— DATA FOR PROCESSING —
^^^^
Issue #124, opened 2018-06-13
[ML] Forecast results show non intuitive trends


pheyos:
**Found in version**
- 6.3.0-bc11

**Steps to reproduce**
1. Create a multi metric ML job (e.g. for the farequote dataset with 15m buckets and `mean(responsetime) partition_field_name=airline`)
2. Create a `28d` forecast on the results

**Actual result**
The forecast shows a trend to infinity or zero in an exponential manner, which is sometimes unexpected when looking at the actual data the forecast is based on. And it is a significant change compared to the results of the same forecast in version 6.2.5:

![forecast_comparison_630_625](https://user-images.githubusercontent.com/1945390/41347046-ca5b6842-6f08-11e8-8202-1515a63be36f.png)

**Additional information**
In other datasets with more base data for the forecast (e.g. `cloudwatch`) the same trend can be seen:
![forecast_05](https://user-images.githubusercontent.com/1945390/41347145-0b451b28-6f09-11e8-9216-25797e23ba55.png)

tveasey:
This is definitely undesirable. The usage is a bit unusual: i.e. forecasting multiples of the full data range used to generate the model. Also, these signals are not really interesting from a forecasting perspective: basically constant + (white) noise. However, I'd expect much closer to fixed level extrapolation in this case. This needs understanding and likely indicates a bug. (In 6.2 we wouldn't in fact model a trend at all for such signals, which is causing the difference.)

tsviel:
**Elasticsearch version** (Elastic cloud deployment v6.6.0):

**Description of the problem including expected versus actual behavior**:
Irrational forecasts were made to for given time series data.
Given the data it's easy for the naked eye to see that the forecasts are irrational given the history in the following examples:

Series 1: https://drive.google.com/file/d/1kOwXnQaYp1AcuC9SlZoe_LyQsVryLQd8/view?usp=sharing
Series 2: https://drive.google.com/file/d/1bWqHNXjF_UdLWcWeOYmpCyLkBYgABoK9/view?usp=sharing
Series 3: https://drive.google.com/file/d/1tq6prsKzqhsKQNZai7kIkG4mIqSagjhw/view?usp=sharing

**Steps to reproduce**:
 1. Create index

PUT example_data/
{
  "mappings": {
    "doc": {
      "properties": {
        "ts":{
          "type": "date",
          "format": "epoch_second"
        },
        "val": {
          "type": "long"
        },
        "series_id": {
          "type": "keyword"
[...]

PR #463, opened 2019-04-13
[ML] Select trend model complexity for forecasting based on evidence

tveasey:
Check the residual variance for candidate trend models and only select more complex models if there is significant evidence they are needed.

This either fixes or improves many of the problem results described in #124. One data set still has issues. This is related to the interaction between detecting level shifts and the trend modelling. I'll look into that as a separate task.

This only affects forecasting.


tveasey:
@droberts195 thanks for the review. I've fixed the failing unit tests and checked integration tests. Can you take another look.

PR #464, opened 2019-04-15
[FEATURE][ML] Rename number_neighours to k

dimitris-athanasiou:


lib/api/CDataFrameOutliersRunner.cc
```diff
@@ -66,7 +66,7 @@ CDataFrameOutliersRunner::CDataFrameOutliersRunner(const CDataFrameAnalysisSpeci
 
     auto parameters = PARAMETER_READER.read(jsonParameters);
     m_StandardizeColumns = parameters[STANDARDIZE_COLUMNS].fallback(true);
-    m_NumberNeighbours = parameters[NUMBER_NEIGHBOURS].fallback(std::size_t{0});
+    m_NumberNeighbours = parameters[K].fallback(std::size_t{0});
```
tveasey: I wonder if it would be better to rename `m_NumberNeighbours` to `m_K` as well for consistency.

dimitris-athanasiou: I think it should be your call! If you think the current name makes more sense for the rest of the code let's leave it as is. If not, I'll change it to `m_K` as well.

tveasey: I was somewhat conflicted, I was hoping to pass the buck :). I quite like having a descriptive name here, but I also think it is good to be consistent and not rename variables if possible.

Looking at `maths::COutliers` I've called it `s_NumberNeighbours` in the parameters data structure, but actually mostly use k or variants.

Although it is a slightly bigger change, I therefore propose we swap to `m_K` here and `s_K` in `COutliers::SComputeParameters`. Then we're more consistent throughout the code base and it matches the API which I also think is good.

PR #467, opened 2019-04-18
[ML] Rename outlier detection param k to n_neighbors

dimitris-athanasiou:


lib/api/CDataFrameOutliersRunner.cc
```diff
@@ -27,7 +27,7 @@ namespace api {
 namespace {
 // Configuration
 const char* const STANDARDIZE_COLUMNS{"standardize_columns"};
-const char* const K{"k"};
+const char* const N_NEIGHBORS{"n_neighbors"};
```
edsavage: For consistency I would have preferred that this was named `NUMBER_NEIGHBOURS` and the associated text was `"number_neighbours"`. In any case the spelling of `neighbour` needs to be consistent, you've used British spelling here and US above.

PR #468, opened 2019-04-23
[ML] Improve residual model selection

tveasey:
This addresses the remaining issues from #124, which were in fact related to poor model selection. These data sets pose problems because none of candidate residual models are a particularly good fit for all values. The outcome is we end up choosing a model with undesirable characteristics. This also interferes with detecting change points correctly.

This PR makes two changes:
1. It limits the amount a model is penalised with values which are not well fit by any of the candidate models,
2. It additionally penalises models whose predicted variance is much larger than the data variance: anomaly detection is sensitive to this parameter and because we consider heavy-tailed distributions we are susceptible to this sort of error.

I've reviewed the result changes across a range of our QA data sets and where it has affected results it is doing better job.


lib/maths/COneOfNPrior.cc
```diff
@@ -322,83 +363,92 @@ void COneOfNPrior::addSamples(const TDouble1Vec& samples,
...
+        minusBics.push_back((status & maths_t::E_FpOverflowed) ? MINUS_INF : minusBic);
+        failed |= (status & maths_t::E_FpFailed);
+
         // Update the component prior distribution.
         model.second->addSamples(samples, weights);
 
-        used.push_back(use);
+        varianceMismatchPenalties.push_back(
+            -m * MAXIMUM_LOG_BAYES_FACTOR *
+            std::max(1.0 - 9.0 * CBasicStatistics::variance(m_SampleMoments) /
```
edsavage: I'm curious about the use of the `9.0` factor here - perhaps replacing with a named constant would aid understanding?

tveasey: This is the maximum relative error in the estimated variance of the model (vs the sample variance) for which we will not penalise it at all. I named this constant in [7c76c7f](https://github.com/elastic/ml-cpp/pull/468/commits/7c76c7f376c367944cea4778e61d7c28f1a9ff59).

tveasey:
retest

PR #469, opened 2019-04-24
[FEATURE][ML] Compute loss improvement in the training loop

tveasey:
This computes the change in training data loss in the training loop (when writing new predictions to the data frame). This will be useful to report progress down-the-line.

Also improve some naming and fix an occasional off-by-one error in training.


tveasey:
retest

PR #470, opened 2019-04-24
[ML] Use hardening options for gcc 7.3 build

droberts195:
This is a follow on to #453

The stack protector, relro and fortify source options
need to be used when building gcc, because we redistribute
two libraries that are built as part of it, namely
libgcc_s.so.1 and libstdc++.so.6.

### DIFF
--- a/build-setup/linux.md
+++ b/build-setup/linux.md
@@ -43,6 +43,7 @@ export CFLAGS='-g -O3 -fstack-protector -D_FORTIFY_SOURCE=2'
 export CXX='g++ -std=gnu++14'
 export CXXFLAGS='-g -O3 -fstack-protector -D_FORTIFY_SOURCE=2'
 export LDFLAGS='-Wl,-z,relro -Wl,-z,now'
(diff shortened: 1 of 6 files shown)


droberts195:
Marked as `>non-issue` because it doesn't need to be release-noted separately to #453.

build-setup/linux.md
```diff
@@ -60,6 +61,7 @@ Unlike most automake-based tools, gcc must be built in a directory adjacent to t
 tar zxvf gcc-7.3.0.tar.gz
 cd gcc-7.3.0
 contrib/download_prerequisites
+sed -i -e 's/$(SHLIB_LDFLAGS)/$(LDFLAGS) $(SHLIB_LDFLAGS)/' libgcc/config/t-slibgcc
```
droberts195: This is the change from [this gcc patch](https://github.com/alibaba/AliOS-Things-Linux-Edition/blob/master/meta-bsp/meta-via/meta-via-arm/recipes-devtools/gcc/gcc-6.3/0046-Link-libgcc-using-LDFLAGS-not-just-SHLIB_LDFLAGS.patch).

PR #472, opened 2019-04-26
[ML] Improve behaviour of outlier detection with when nearly all points are duplicates

tveasey:
We were hitting issues when the sample of points used for computing nearest neighbours contained only duplicates. In particular, we weren't initialising the local reachability density (lrd) for LOF properly and we weren't computing the cumulative density function (cdf) value for the scores properly when aggregating. This fixes both these problems by using the usual lower bound for lrd and lower bounding the scores' coefficient of variation used to compute the cdf.

### DIFF
--- a/include/maths/COutliers.h
+++ b/include/maths/COutliers.h
@@ -276,11 +276,10 @@ private:
             min += result.s_FunctionState;
         }
         if (min.count() > 0) {
-            // Use twice times the maximum "density" at any other point if there
-            // are k-fold duplicates. Note it is possible that all reference
-            // points are duplicates, in which case we need to set their local
-            // reachability density in this loop too. The overwritten densities
-            // are reset in setup.
+            // Use twice the maximum "density" at any other point if there are
+            // k-fold duplicates. Note it is possible that all lookup points are
+            // duplicates, in which case we need to set their local reachability
+            // density in this loop. The overwritten densities are reset in setup.
             for (std::size_t i = 0; i < m_EndAddresses; ++i) {
                 if (m_Lrd[i] == UNSET_DISTANCE) {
^^^^
— TASK TO COMPLETE —
Only the number is wanted here. Please work out how many lines of the records contain "loss".

— ANSWER —
2